Saved data entries:

Segment Open

PR #668, opened 2022-01-23
Fix two bugs in battle animations

### LINKED ISSUE #665: Dig not bringing graphic back up after confusion self hit
As I recall vanilla behavior brought the sprite back up if something prevented the second part of dig from happening. That didn't happen and it led to not bringing it back up for the next attack.
It did bring it back up after the next round of digging.
The build I played with is based on stuff from back in October, and it looks like no one reported a similar issue.

https://www.twitch.tv/videos/1270334163

rik-smeets:
1. The animation that is shown when a Pokémon hits itself in confusion did not show. It seems this was accidentally removed in [this commit](https://github.com/Rangi42/polishedcrystal/commit/0c4a1e04e6900f9fdeac9f695fcb229d5e1ec45c#diff-88dbff1eb3920f69b17a3d5f613643e1a41096514706bc09f449e4aa637f20e4).
2. If the second turn of Dig/Fly fails (for example, when the Pokémon hits itself in confusion) the Pokémon's sprite stayed invisible. This was reported in #665. 

Resolves #665.

### DIFF
--- a/engine/battle/effect_commands.asm
+++ b/engine/battle/effect_commands.asm
@@ -456,7 +456,8 @@ EndTurn:
 OpponentCantMove:
 	call CallOpponentTurn
 CantMove:
-	call CheckRampageStatusAndGetRolloutCount ; ; hl becomes pointer to user substatus3
+	call .cancel_fly_dig
+	call CheckRampageStatusAndGetRolloutCount ; hl becomes pointer to user substatus3
 	jr z, .rampage_done
 	ld a, [de]
 	dec a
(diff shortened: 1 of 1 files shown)


engine/battle/effect_commands.asm
```diff
@@ -465,15 +466,19 @@ CantMove:
...
 	ld a, ~(1 << SUBSTATUS_RAMPAGE | 1 << SUBSTATUS_CHARGED | 1 << SUBSTATUS_FLYING | 1 << SUBSTATUS_UNDERGROUND | 1 << SUBSTATUS_ROLLOUT)
 	and [hl]
 	ld [hl], a
 	ret
 
+.cancel_fly_dig
+	ld a, BATTLE_VARS_MOVE_ANIM
+	call GetBattleVarAddr
+	cp FLY
+	jp AppearUserRaiseSub
```
Rangi42, line 478:
```suggestion
	jmp z, AppearUserRaiseSub
```

engine/battle/effect_commands.asm
```diff
@@ -465,15 +466,19 @@ CantMove:
...
+	cp DIG
+	jp AppearUserRaiseSub
```
Rangi42, line 480:
```suggestion
	jmp z, AppearUserRaiseSub
```

engine/battle/effect_commands.asm
```diff
@@ -465,15 +466,19 @@ CantMove:
...
+
```
Rangi42, line 481:
```suggestion
	ret

```

engine/battle/effect_commands.asm
```diff
@@ -465,15 +466,20 @@ CantMove:
...
 	ret
 
+.cancel_fly_dig
+	ld a, BATTLE_VARS_MOVE_ANIM
+	call GetBattleVarAddr
+	cp FLY
+	jmp z, AppearUserRaiseSub
+	cp DIG
+	jmp z, AppearUserRaiseSub
+	ret
```
Rangi42, line 481:
```suggestion
	cp FLY
	jr z, .fly_dig
	cp DIG
	ret nz
.fly_dig
	jmp AppearUserRaiseSub
```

Segment Closed

# Aim of the task:
The records above, in their entirety, need to be set down again exactly.

# Result of the task:
PR #668, opened 2022-01-23
Fix two bugs in battle animations

### LINKED ISSUE #665: Dig not bringing graphic back up after confusion self hit
As I recall vanilla behavior brought the sprite back up if something prevented the second part of dig from happening. That didn't happen and it led to not bringing it back up for the next attack.
It did bring it back up after the next round of digging.
The build I played with is based on stuff from back in October, and it looks like no one reported a similar issue.

https://www.twitch.tv/videos/1270334163

rik-smeets:
1. The animation that is shown when a Pokémon hits itself in confusion did not show. It seems this was accidentally removed in [this commit](https://github.com/Rangi42/polishedcrystal/commit/0c4a1e04e6900f9fdeac9f695fcb229d5e1ec45c#diff-88dbff1eb3920f69b17a3d5f613643e1a41096514706bc09f449e4aa637f20e4).
2. If the second turn of Dig/Fly fails (for example, when the Pokémon hits itself in confusion) the Pokémon's sprite stayed invisible. This was reported in #665. 

Resolves #665.

### DIFF
--- a/engine/battle/effect_commands.asm
+++ b/engine/battle/effect_commands.asm
@@ -456,7 +456,8 @@ EndTurn:
 OpponentCantMove:
 	call CallOpponentTurn
 CantMove:
-	call CheckRampageStatusAndGetRolloutCount ; ; hl becomes pointer to user substatus3
+	call .cancel_fly_dig
+	call CheckRampageStatusAndGetRolloutCount ; hl becomes pointer to user substatus3
 	jr z, .rampage_done
 	ld a, [de]
 	dec a
(diff shortened: 1 of 1 files shown)


engine/battle/effect_commands.asm
```diff
@@ -465,15 +466,19 @@ CantMove:
...
 	ld a, ~(1 << SUBSTATUS_RAMPAGE | 1 << SUBSTATUS_CHARGED | 1 << SUBSTATUS_FLYING | 1 << SUBSTATUS_UNDERGROUND | 1 << SUBSTATUS_ROLLOUT)
 	and [hl]
 	ld [hl], a
 	ret
 
+.cancel_fly_dig
+	ld a, BATTLE_VARS_MOVE_ANIM
+	call GetBattleVarAddr
+	cp FLY
+	jp AppearUserRaiseSub
```
Rangi42, line 478:
```suggestion
	jmp z, AppearUserRaiseSub
```

engine/battle/effect_commands.asm
```diff
@@ -465,15 +466,19 @@ CantMove:
...
+	cp DIG
+	jp AppearUserRaiseSub
```
Rangi42, line 480:
```suggestion
	jmp z, AppearUserRaiseSub
```

engine/battle/effect_commands.asm
```diff
@@ -465,15 +466,19 @@ CantMove:
...
+
```
Rangi42, line 481:
```suggestion
	ret

```

engine/battle/effect_commands.asm
```diff
@@ -465,15 +466,20 @@ CantMove:
...
 	ret
 
+.cancel_fly_dig
+	ld a, BATTLE_VARS_MOVE_ANIM
+	call GetBattleVarAddr
+	cp FLY
+	jmp z, AppearUserRaiseSub
+	cp DIG
+	jmp z, AppearUserRaiseSub
+	ret
```
Rangi42, line 481:
```suggestion
	cp FLY
	jr z, .fly_dig
	cp DIG
	ret nz
.fly_dig
	jmp AppearUserRaiseSub
```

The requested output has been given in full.